▶ _WORK REQUIRED_: One line at a time, check the entries below for the word "fixed", and copy each line that has it.

▶ _DATA FOR REVIEW_:

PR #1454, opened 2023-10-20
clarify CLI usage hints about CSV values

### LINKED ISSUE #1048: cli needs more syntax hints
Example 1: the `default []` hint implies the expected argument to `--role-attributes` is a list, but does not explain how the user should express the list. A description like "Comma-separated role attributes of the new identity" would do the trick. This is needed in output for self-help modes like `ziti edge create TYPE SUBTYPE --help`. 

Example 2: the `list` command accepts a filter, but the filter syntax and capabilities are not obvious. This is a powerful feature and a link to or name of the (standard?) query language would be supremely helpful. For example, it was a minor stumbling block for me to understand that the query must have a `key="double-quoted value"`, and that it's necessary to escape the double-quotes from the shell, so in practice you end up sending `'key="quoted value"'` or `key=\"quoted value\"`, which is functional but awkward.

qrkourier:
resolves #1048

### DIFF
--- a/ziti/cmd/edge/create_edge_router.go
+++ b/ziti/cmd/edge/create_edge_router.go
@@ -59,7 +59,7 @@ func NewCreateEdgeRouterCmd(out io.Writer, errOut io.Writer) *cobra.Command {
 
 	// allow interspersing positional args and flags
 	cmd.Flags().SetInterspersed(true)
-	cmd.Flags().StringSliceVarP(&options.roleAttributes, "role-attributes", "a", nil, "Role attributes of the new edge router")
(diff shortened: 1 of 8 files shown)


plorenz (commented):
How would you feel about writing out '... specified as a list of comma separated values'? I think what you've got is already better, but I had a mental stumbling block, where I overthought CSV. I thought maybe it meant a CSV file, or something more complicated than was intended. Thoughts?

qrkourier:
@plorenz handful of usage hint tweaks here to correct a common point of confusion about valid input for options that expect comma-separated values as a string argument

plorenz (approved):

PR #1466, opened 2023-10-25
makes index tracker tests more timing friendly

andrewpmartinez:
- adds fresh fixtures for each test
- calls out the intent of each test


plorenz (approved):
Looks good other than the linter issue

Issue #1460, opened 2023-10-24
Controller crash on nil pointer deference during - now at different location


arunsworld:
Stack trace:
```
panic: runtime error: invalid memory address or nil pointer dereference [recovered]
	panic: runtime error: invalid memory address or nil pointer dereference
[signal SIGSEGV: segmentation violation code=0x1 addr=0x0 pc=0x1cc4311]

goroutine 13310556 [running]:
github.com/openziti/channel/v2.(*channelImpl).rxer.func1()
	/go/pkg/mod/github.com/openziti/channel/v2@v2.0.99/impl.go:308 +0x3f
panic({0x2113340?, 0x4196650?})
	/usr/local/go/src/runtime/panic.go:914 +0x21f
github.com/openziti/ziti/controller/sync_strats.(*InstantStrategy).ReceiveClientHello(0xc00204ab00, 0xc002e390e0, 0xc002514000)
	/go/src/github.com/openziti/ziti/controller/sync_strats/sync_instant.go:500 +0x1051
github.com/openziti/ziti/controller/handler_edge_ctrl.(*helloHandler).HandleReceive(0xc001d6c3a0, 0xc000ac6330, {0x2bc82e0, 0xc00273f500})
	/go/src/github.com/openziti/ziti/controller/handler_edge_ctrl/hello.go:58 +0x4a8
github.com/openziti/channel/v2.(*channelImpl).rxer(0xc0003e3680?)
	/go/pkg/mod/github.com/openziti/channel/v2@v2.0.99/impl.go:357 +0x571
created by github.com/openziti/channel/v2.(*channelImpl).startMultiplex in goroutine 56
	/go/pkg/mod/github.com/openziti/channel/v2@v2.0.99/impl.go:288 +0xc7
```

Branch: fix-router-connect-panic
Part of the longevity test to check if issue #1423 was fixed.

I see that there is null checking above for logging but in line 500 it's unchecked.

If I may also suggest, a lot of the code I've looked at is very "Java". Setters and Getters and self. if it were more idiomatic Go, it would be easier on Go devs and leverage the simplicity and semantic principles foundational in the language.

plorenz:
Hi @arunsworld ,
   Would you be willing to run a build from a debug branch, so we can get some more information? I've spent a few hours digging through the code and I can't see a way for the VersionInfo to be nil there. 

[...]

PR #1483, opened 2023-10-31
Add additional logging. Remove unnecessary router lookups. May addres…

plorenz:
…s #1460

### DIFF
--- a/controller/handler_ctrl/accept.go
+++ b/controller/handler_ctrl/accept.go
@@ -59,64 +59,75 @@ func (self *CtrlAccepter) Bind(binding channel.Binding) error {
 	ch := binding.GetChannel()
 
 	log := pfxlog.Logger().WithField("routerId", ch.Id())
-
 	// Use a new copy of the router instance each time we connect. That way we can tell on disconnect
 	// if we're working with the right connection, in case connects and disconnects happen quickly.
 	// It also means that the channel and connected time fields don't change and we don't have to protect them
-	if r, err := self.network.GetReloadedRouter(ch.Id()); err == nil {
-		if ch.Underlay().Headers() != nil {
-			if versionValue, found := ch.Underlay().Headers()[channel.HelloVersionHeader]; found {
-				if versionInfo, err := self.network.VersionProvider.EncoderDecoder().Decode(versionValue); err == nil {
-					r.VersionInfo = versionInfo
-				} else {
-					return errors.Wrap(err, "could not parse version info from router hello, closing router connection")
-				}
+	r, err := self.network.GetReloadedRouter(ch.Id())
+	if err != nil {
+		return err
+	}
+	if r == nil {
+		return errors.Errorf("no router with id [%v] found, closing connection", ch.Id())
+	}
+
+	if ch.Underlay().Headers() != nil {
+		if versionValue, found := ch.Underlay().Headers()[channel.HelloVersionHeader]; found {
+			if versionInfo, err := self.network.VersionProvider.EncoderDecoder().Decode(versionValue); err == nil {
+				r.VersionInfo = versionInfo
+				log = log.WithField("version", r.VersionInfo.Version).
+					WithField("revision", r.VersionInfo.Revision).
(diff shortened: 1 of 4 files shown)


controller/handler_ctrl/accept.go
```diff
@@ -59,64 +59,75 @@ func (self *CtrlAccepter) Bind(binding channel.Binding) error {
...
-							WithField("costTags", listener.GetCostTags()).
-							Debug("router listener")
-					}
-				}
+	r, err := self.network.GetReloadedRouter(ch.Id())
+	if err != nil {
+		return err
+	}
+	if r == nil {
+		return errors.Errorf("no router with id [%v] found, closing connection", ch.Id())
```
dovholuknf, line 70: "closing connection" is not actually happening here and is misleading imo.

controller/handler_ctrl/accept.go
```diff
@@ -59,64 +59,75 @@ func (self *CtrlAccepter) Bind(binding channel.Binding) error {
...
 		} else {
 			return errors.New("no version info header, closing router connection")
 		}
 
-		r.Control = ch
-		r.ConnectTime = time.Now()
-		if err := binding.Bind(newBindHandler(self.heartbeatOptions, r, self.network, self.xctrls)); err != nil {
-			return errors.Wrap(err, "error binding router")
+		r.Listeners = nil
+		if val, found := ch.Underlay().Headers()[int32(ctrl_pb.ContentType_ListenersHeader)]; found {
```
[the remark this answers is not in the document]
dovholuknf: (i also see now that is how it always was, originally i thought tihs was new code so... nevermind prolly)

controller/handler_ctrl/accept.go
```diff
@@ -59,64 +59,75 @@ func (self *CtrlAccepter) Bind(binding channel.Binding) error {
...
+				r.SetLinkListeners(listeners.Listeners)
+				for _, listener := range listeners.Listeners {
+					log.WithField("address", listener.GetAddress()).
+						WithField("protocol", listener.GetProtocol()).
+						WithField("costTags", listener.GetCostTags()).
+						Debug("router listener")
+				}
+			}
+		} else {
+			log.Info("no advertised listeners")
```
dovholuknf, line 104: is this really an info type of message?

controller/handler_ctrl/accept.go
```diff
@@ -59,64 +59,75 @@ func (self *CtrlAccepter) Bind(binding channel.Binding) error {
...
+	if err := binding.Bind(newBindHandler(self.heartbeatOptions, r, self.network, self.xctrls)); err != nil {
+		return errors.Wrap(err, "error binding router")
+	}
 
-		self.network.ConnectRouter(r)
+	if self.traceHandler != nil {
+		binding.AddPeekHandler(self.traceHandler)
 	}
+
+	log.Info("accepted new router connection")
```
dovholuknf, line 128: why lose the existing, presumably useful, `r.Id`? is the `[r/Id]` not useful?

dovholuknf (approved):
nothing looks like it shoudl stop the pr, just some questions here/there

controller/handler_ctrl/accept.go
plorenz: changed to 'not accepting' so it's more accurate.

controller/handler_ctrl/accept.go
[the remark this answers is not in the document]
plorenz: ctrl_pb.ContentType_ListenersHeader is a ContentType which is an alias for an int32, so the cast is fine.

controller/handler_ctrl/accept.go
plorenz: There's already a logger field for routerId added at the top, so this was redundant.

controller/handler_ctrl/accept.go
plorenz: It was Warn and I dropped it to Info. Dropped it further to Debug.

...

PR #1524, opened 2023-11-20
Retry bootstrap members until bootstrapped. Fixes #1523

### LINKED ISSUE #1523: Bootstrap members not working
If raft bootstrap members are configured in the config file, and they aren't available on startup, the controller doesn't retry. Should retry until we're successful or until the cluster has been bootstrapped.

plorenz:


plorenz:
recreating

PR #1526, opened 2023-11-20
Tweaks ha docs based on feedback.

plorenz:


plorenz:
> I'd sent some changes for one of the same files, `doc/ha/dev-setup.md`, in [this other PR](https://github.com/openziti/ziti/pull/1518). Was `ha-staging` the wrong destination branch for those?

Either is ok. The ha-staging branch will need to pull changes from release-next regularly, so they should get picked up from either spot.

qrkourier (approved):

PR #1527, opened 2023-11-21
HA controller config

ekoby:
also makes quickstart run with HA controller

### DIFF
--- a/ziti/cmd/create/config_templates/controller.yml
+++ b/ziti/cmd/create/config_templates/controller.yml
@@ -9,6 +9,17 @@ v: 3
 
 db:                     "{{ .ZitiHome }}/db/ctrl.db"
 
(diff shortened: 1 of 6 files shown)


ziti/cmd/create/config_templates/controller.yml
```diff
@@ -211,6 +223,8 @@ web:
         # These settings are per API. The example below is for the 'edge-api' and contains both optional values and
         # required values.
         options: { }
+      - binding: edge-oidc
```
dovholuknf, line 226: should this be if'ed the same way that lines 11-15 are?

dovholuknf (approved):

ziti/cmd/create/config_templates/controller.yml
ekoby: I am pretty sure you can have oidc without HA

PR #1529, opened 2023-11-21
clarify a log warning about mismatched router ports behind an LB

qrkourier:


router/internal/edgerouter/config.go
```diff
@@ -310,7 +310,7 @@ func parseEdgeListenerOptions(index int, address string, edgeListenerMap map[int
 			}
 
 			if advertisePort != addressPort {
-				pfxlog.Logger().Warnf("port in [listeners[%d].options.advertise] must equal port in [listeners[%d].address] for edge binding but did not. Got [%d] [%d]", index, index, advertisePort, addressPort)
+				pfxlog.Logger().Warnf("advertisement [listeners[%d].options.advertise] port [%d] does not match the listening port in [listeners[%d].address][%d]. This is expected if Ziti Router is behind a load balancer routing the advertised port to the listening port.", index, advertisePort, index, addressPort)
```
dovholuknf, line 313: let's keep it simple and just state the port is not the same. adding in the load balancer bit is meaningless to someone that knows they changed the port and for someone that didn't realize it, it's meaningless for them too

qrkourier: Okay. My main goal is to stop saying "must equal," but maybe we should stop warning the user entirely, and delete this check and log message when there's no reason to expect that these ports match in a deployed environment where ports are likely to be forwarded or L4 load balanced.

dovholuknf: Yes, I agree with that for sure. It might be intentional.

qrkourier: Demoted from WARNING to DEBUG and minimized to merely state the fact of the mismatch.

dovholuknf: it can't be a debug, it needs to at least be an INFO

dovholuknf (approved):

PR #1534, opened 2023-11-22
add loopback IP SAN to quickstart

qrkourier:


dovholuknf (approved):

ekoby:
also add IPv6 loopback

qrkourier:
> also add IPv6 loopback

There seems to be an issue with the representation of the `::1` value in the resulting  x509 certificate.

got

...

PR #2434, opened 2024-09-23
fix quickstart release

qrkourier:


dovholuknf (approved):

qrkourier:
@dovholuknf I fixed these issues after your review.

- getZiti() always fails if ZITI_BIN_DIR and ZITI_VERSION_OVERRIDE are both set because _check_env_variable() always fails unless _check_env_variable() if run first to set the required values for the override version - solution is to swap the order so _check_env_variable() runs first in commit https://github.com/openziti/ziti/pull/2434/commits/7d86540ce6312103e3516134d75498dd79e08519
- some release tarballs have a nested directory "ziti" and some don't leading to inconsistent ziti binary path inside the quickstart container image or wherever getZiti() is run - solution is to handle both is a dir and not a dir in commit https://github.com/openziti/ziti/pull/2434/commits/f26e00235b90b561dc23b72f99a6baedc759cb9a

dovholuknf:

▶ _WORKED SOLUTION_:
Part of the longevity test to check if issue #1423 was fixed.
@dovholuknf I fixed these issues after your review.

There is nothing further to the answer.